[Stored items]
......
PR #1154, opened 2026-05-05
R1-334: Can't select certain pages to add personalisation CTAs to

patrickcuagan:
Ticket: https://torchbox.atlassian.net/browse/R1-334

This PR allows editors to display personalised CTAs in non-page views e.g. the enquiry to study form/thank you page. We only have that custom view so we just hard code it in the list of available page types as well.


JakubMastalerz (approved):
LGTM code-wise, and it's great that docs were updated. There are no clear ACs on the ticket, so I can't really say if this should be tested additionally?

PR #1155, opened 2026-05-07
R1-336: bump wgatail and django security upgrades

neilbulloch:
Bump django to 5.2.14 and wagtail to 7.3.2, fix CVE vulnerabilities


damwaingames (approved):
LGTM

PR #14, opened 2021-03-17
Renames private to secret where possible

George-cl:
To align with our naming convention elsewhere we need to replace references to 'private' keys with 'secret'.
Two of the dependencies (elliptic and key-encoder) used call them private keys however, this is internal to the methods in the file - all client facing methods have been renamed to remove private key.


hoffmannjan:
@George-cl this can be closed ?

George-cl:
> @George-cl this can be closed ? 

Yeah go for it, we can do this later

PR #15, opened 2021-03-19
ECO-990 / CLValue2 refactor

hoffmannjan:
* missing `Result`/ `Option` type (replacing custom implementation by [ts-result](https://github.com/vultix/ts-results))
* still need to add more tests & tsdoc comments
* some parts are marked `TBD`


casper-client-sdk.js
```diff
@@ -0,0 +1,2 @@
...
...[p];d&&!f&&(y[s]=c)}}return c}},1405:(t,e,r)=>{"use strict";var n="undefined"!=typeof Symbol&&Symbol,i=r(5419);t.exports=function(){return"function"==typeof n&&"function"==typeof Symbol&&"symbol"==typeof n("foo")&&"symbol"==typeof Symbol("bar")&&i()}},5419:t=>{"use strict";t.exports=function(){if("function"!=typeof Symbol||"function"!=typeof Object.getOwnPropertySymbols)return!1;if("symbol"==typeof Symbol.iterator)return!0;var t={},e=Symbol("test"),r=Object(e);if("string"==typeof e)return!1;if("[object Symbol]"!==Object.prototype.toString.call(e))return!1;if("[object Symbol]"!==Object.prototype.toString.call(r))return!1;for(e in t[e]=42,t)return!1;if("function"==typeof Object.keys&&0!==Object.keys(t).length)return!1;if("function"==typeof Object.getOwnPropertyNames&&0!==Object.getOwnPropertyNames(t).length)return!1;var n=Object.getOwnPropertySymbols(t);if(1!==n.length||n[0]!==e)return!1;if(!Object.prototype.propertyIsEnumerable.call(t,e))return!1;if("function"==typeof Object.getOwnPropertyDescriptor){var i=Object.getOwnPropertyDescriptor(t,e);if(42!==i.value||!0!==i.enumerable)return!1}return!0}},7642:(t,e,r)=>{"use strict";var n=r(8612);t.exports=n.call(Function.call,Object.prototy
```
zie1ony: This file should be build by CI only, right?

src/lib/CLValue2/Bool.test.ts
```diff
@@ -0,0 +1,10 @@
+import { expect } from 'chai';
+import { Bool } from './Bool';
+
+describe('CLValue Bool implementation', () => {
+  it('Should be able to return proper value by calling .value()', () => {
+    const myBool = new Bool(false);
```
zie1ony: Test also `true`.

src/lib/CLValue2/List.test.ts
```diff
@@ -0,0 +1,114 @@
...
+
+  it('Should throw an error when list is not correct by construction', () => {
+    const badFn = () => new List([1, 2, 3]);
+
+    expect(badFn).to.throw("Invalid data type(s) provided.");
+  });
+
+  it('Should be able to return proper values by calling .value() on List', () => {
+    const myBool = new Bool(false);
+    const myList = new List<Bool>([myBool]);
```
zie1ony: `<Bool>` is not required here. In general we shouldn't be using it like this in tests, as it's not available in JS.

src/lib/CLValue2/List.test.ts
```diff
@@ -0,0 +1,114 @@
...
+
+    expect(myList.value()).to.be.deep.eq([myBool]);
+  });
+
+  it('Should able to create empty List by providing type', () => {
+    const mList = new List(new BoolType());
+    const len = mList.size();
+
```
zie1ony, line 48: Add tests for `mList.get(100)` and `mList.pop()` on empty list.

src/lib/CLValue2/Map.ts
```diff
@@ -0,0 +1,103 @@
...
+    Array.isArray(v) &&
+    Array.isArray(v[0]) &&
+    v[0].length === 2 &&
+    !!v[0][0].clType &&
+    !!v[0][1].clType
+  );
+};
+
+export class MapValue<K extends CLValue, V extends CLValue> extends CLValue {
+  v: Array<[K, V]>;
```
zie1ony: I think it would be better to use [Map](https://developer.mozilla.org/pl/docs/Web/JavaScript/Reference/Global_Objects/Map) here and return Map in `value()`

src/lib/CLValue2/PublicKey.ts
```diff
@@ -0,0 +1,90 @@
...
+// TODO: Tidy up almost the same enum in 
+// { SignatureAlgorithm } '../Keys';
+export enum PublicKeyTag {
+  ED25519 = 1,
+  SECP256K1 = 2
+}
+
+export class PublicKeyType extends CLType {
+  toString(): string {
+    return 'URef';
```
zie1ony: Should be `return 'PublicKey'`

src/lib/CLValue2/String.ts
```diff
@@ -0,0 +1,33 @@
+import { CLType, CLValue } from "./Abstract"; 
+
+export class CLStringType extends CLType {
+  toString(): string {
+    return 'String';
+  }
+}
+
+export class CLString extends CLValue {
```
zie1ony, line 9: I like `CLString` naming concept. Maybe all types should follow that?

src/lib/CLValue2/Tuple.ts
```diff
@@ -0,0 +1,78 @@
...
+    inner: Array<CLType>;
+
+    constructor(inner: Array<CLType>) {
+      super();
+      this.inner = inner;
+    }
+
+    toString(): string {
+      const innerTypes = this.inner.map(e => e.toString()).join(", ");
+      return `Tuple (${innerTypes})`
```
zie1ony: Tuple name should contain it's `size`.

src/lib/CLValue2/URef.ts
```diff
@@ -0,0 +1,83 @@
...
+      this.accessRights.toString(8)
+    ].join('-');
+  }
+
+  clType(): CLType {
+    return new URefType();
+  }
+
+  value(): Uint8Array {
+    return this.data;
```
zie1ony: `value()` should also return `accessRights`, right?

src/lib/CLValue2/Unit.ts
```diff
@@ -0,0 +1,20 @@
...
+
+export class Unit extends CLValue {
+  data: [] = [];
+
+  clType(): CLType {
+    return new UnitType();
+  }
+
+  value(): [] {
+    return this.data;
```
zie1ony, line 17: I would return `undefined` here.

src/lib/CLValue2/String.ts
hoffmannjan: Yeap, seems to be better convention than `MapValue` for example

src/lib/CLValue2/Tuple.ts
```diff
@@ -0,0 +1,78 @@
...
+    }
+
+    clType(): CLType {
+      return new TupleType(this.data.map(e => e.clType()));
+    }
+  }
+  return [Tuple, TupleType];
+};
+
+export const [Tuple1, Tuple1Type] = generateTupleClasses(1);
```
zie1ony, line 76: Change to `CLTuple`

src/lib/CLValue2/Unit.ts
```diff
@@ -0,0 +1,20 @@
+import { CLType, CLValue } from "./Abstract"; 
+
+export class UnitType extends CLType {
```
zie1ony, line 3: Change to `CLUnit`

zie1ony (approved):
Great job.

PR #17, opened 2021-03-22
ECO-991 / toBytes draft implementation

hoffmannjan:


src/lib/CLValue2/Abstract.ts
```diff
@@ -6,3 +8,7 @@ export abstract class CLValue {
   abstract clType(): CLType;
   abstract value(): any;
 }
+
+export abstract class ToBytes {
```
zie1ony, line 11: We should use our own for array of bytes. I would use Uint8Array everywhere.

src/lib/CLValue2/Bool.ts
```diff
@@ -1,12 +1,12 @@
...
 
 export class BoolType extends CLType {
   toString(): string {
     return 'Bool';
   }
 }
 
-export class Bool extends CLValue {
+export class Bool extends CLValue implements ToBytes {
   v: boolean;
```
zie1ony: Rename the variable to describe it a bit more, like "value".

src/lib/CLValue2/List.ts
```diff
@@ -12,7 +15,8 @@ export class ListType<T extends CLType> extends CLType {
   }
 }
 
-export class List<T extends CLValue> extends CLValue {
+export class List<T extends CLValue & ToBytes> extends CLValue
+  implements ToBytes {
   v: Array<T>;
```
zie1ony: Rename the variable to describe it a bit more, like "vector".

test/lib/byterepr.test.ts
```diff
@@ -43,112 +43,150 @@ describe(`numbers' toBytes`, () => {
   it('should be able to serialize/deserialize u8', () => {
```
zie1ony, line 43: This file lints doesn't have to be a part of this PR.

PR #18, opened 2021-03-22
rpc-client-js -> @open-rpc/client-js

hoffmannjan:
* After spinning `nctl` - seems like everything is working 
Screenshot 2021-03-22 at 21 03 35


hoffmannjan:
Bumped version so we can release after merge @zie1ony

zie1ony (approved):

PR #19, opened 2021-03-25
ECO-1012 CLValue toBytes on all CLValue Data Types

hoffmannjan:


src/lib/CLValue2/Result.ts
```diff
@@ -0,0 +1,85 @@
...
+export class CLResultType extends CLType {
+  toString(): string {
+    return 'Result';
+  }
+}
+
+export class CLResult<T extends CLValue & ToBytes, E extends CLErrorCodes>
+  extends CLValue
+  implements ToBytes {
+  public data: T | null;
```
zie1ony: Same as with `Option`. Why not to use `Result<T, E>` everywhere to store inner value and be constructor arg?
```
// When constructing, the CLResult should be used.
let r = CLResult.Ok(123);

// Then can be converted to Result.
let v = r.value();

// Now I'd modify it, but its not hand to put it back.
```

I'd rather do:

```
let r = new CLResult(Ok("asd"));
let v = r.value();
let r2 = new CLResult(v);
```

src/lib/CLValue2/Result.ts
```diff
@@ -0,0 +1,53 @@
...
+const RESULT_TAG_ERROR = 1;
+const RESULT_TAG_OK = 1;
+
+export class CLResultType extends CLType {
+  toString(): string {
+    return 'Result';
+  }
+}
+
+export class GenericResult<T, E> {
```
hoffmannjan, line 23: Not sure do we need this `GenericResult` but IMHO its handy to extends into CLResult as we still have possibility to create different internal Result types.

zie1ony (approved):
......
• _Activity_: Some lines above contain the word "used". Copy each of them.

• _Response to the task_:
Two of the dependencies (elliptic and key-encoder) used call them private keys however, this is internal to the methods in the file - all client facing methods have been renamed to remove private key.
// When constructing, the CLResult should be used.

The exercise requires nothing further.